● Task prompt
Would you work out how many lines below include the word "jupiter"? Only that number is wanted.

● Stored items
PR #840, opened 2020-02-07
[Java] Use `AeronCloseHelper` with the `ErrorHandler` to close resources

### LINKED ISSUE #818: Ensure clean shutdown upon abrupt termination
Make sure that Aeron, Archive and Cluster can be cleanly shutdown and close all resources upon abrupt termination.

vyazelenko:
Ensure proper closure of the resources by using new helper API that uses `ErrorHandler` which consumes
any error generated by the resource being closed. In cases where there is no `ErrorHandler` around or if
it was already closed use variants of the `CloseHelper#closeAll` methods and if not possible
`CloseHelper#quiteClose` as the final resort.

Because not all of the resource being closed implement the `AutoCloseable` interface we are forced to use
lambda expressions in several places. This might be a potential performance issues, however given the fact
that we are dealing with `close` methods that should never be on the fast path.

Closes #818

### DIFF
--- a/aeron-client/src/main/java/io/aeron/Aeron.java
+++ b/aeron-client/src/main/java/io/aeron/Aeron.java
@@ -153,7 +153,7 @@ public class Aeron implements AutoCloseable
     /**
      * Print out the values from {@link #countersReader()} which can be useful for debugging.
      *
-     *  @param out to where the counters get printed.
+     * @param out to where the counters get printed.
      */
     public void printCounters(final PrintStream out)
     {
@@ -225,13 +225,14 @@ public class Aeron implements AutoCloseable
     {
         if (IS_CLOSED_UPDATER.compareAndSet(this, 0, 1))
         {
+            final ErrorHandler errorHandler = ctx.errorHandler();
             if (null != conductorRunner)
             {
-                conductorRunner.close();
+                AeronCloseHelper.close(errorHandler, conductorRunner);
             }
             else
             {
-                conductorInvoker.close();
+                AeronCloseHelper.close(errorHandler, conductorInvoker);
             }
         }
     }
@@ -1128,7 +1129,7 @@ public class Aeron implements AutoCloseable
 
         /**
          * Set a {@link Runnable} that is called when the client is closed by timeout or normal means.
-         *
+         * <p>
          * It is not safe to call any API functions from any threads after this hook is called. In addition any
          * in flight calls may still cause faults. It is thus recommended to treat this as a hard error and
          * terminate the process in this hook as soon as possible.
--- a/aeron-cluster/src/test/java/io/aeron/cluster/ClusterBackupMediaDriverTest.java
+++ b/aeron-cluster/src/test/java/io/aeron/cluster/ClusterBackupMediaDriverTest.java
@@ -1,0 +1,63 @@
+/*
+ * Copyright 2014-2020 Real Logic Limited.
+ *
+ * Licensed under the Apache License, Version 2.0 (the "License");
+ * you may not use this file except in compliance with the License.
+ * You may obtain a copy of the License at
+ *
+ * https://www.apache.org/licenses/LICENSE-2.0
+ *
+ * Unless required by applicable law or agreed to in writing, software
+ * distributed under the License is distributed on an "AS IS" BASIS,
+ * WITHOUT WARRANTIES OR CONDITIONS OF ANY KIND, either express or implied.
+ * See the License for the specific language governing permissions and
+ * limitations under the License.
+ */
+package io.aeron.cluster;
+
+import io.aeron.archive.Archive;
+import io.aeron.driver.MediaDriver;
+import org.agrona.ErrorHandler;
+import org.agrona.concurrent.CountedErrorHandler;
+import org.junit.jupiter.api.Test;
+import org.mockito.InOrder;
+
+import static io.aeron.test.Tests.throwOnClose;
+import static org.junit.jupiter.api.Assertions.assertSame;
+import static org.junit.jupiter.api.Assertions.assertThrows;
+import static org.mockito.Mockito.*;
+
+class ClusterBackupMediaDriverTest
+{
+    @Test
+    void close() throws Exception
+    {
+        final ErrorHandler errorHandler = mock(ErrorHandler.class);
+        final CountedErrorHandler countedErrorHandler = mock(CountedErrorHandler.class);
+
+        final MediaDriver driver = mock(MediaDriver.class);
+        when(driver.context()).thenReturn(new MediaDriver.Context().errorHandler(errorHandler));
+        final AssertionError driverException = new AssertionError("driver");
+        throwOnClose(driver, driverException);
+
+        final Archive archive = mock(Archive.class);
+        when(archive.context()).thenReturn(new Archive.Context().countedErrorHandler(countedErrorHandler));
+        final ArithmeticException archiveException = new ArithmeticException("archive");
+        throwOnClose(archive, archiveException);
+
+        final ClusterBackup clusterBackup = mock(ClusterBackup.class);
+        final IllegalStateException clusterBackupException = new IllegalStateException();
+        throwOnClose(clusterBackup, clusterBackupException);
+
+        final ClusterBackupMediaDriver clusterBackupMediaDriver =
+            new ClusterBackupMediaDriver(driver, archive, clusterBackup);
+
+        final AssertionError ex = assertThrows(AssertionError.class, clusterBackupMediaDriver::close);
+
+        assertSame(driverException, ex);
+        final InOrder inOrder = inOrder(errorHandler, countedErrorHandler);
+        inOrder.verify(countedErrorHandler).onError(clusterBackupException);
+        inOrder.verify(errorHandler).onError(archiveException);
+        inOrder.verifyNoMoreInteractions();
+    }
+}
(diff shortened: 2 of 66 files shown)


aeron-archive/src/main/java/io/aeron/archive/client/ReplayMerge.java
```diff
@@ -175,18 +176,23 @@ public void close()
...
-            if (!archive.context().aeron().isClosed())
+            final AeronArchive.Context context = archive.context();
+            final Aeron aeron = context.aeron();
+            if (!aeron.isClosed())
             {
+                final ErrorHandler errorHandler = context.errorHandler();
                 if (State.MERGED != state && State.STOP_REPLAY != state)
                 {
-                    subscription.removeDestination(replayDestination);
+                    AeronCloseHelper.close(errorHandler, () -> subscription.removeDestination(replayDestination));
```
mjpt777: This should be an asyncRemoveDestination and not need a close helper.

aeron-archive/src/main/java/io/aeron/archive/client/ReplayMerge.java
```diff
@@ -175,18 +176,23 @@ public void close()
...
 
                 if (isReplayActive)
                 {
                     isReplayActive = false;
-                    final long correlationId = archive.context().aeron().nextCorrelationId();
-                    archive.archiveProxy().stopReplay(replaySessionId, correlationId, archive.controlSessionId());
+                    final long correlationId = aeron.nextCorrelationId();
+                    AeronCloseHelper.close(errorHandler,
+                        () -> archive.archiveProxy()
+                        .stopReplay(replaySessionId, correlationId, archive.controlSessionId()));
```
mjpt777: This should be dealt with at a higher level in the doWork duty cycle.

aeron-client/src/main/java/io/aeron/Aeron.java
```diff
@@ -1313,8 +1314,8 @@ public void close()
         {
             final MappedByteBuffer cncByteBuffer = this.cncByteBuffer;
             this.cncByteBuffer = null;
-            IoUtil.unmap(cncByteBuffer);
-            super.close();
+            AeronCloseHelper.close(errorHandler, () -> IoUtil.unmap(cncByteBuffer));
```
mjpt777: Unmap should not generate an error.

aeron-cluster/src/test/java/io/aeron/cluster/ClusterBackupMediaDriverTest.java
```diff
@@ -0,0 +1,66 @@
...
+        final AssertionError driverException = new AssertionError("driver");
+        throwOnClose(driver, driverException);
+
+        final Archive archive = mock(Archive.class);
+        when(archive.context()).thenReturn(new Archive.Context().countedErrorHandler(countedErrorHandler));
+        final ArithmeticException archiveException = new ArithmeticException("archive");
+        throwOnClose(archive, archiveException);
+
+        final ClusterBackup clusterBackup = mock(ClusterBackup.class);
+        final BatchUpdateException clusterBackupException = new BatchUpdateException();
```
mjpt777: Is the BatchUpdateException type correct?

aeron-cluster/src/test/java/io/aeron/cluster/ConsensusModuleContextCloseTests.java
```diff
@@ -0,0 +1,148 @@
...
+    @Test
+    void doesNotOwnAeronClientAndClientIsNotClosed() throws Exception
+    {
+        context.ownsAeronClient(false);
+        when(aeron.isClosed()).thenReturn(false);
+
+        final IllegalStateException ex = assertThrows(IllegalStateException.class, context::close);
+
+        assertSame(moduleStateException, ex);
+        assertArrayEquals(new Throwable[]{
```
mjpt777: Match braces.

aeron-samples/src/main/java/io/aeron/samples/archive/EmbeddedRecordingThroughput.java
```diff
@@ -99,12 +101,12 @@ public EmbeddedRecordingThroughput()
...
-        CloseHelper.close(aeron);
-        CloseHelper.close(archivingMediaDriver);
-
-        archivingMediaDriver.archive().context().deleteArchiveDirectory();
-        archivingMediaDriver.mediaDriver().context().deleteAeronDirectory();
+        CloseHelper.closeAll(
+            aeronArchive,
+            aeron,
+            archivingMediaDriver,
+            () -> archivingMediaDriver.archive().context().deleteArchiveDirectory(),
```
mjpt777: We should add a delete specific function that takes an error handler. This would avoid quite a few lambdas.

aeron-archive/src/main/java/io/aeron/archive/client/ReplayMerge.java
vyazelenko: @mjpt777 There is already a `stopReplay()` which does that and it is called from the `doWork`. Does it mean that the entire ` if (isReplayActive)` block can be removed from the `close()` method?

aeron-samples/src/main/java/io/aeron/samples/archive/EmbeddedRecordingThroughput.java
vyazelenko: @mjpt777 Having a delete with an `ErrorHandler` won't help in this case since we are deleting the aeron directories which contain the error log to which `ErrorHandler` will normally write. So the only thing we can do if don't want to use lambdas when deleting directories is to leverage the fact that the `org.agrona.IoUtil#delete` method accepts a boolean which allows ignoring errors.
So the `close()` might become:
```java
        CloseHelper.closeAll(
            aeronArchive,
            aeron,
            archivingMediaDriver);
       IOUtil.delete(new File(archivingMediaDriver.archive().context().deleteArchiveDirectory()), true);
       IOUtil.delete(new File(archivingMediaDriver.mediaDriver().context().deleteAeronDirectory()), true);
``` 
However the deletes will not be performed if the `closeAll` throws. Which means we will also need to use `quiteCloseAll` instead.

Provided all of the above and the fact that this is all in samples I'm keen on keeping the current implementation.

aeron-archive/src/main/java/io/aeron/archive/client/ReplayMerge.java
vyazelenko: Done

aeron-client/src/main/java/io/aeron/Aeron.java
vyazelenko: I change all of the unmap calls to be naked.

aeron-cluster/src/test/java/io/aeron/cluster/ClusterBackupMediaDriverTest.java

...

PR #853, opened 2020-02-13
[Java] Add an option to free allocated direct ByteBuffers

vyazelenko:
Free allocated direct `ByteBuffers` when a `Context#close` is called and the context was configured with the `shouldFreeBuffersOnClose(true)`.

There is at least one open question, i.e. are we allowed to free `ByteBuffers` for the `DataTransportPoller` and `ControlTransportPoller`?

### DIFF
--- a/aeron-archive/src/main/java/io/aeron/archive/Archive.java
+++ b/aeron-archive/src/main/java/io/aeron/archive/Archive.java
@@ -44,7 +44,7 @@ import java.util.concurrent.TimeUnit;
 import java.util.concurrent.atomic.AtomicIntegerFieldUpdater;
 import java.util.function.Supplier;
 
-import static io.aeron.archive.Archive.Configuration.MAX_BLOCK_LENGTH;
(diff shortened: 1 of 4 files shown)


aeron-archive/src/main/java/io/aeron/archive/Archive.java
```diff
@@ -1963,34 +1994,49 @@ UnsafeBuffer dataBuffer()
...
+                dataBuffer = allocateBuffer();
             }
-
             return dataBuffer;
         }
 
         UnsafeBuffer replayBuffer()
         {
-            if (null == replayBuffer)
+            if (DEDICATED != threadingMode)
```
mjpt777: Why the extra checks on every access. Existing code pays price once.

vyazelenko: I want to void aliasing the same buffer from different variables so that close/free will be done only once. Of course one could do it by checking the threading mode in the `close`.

---

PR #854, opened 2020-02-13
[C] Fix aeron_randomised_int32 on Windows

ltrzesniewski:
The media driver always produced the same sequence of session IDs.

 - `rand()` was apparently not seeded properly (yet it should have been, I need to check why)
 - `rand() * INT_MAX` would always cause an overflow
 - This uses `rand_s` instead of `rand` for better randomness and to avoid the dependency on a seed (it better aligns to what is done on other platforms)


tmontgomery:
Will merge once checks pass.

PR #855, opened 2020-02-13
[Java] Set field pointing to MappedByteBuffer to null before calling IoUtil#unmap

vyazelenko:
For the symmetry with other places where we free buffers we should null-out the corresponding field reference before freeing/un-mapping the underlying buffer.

● Written reply
3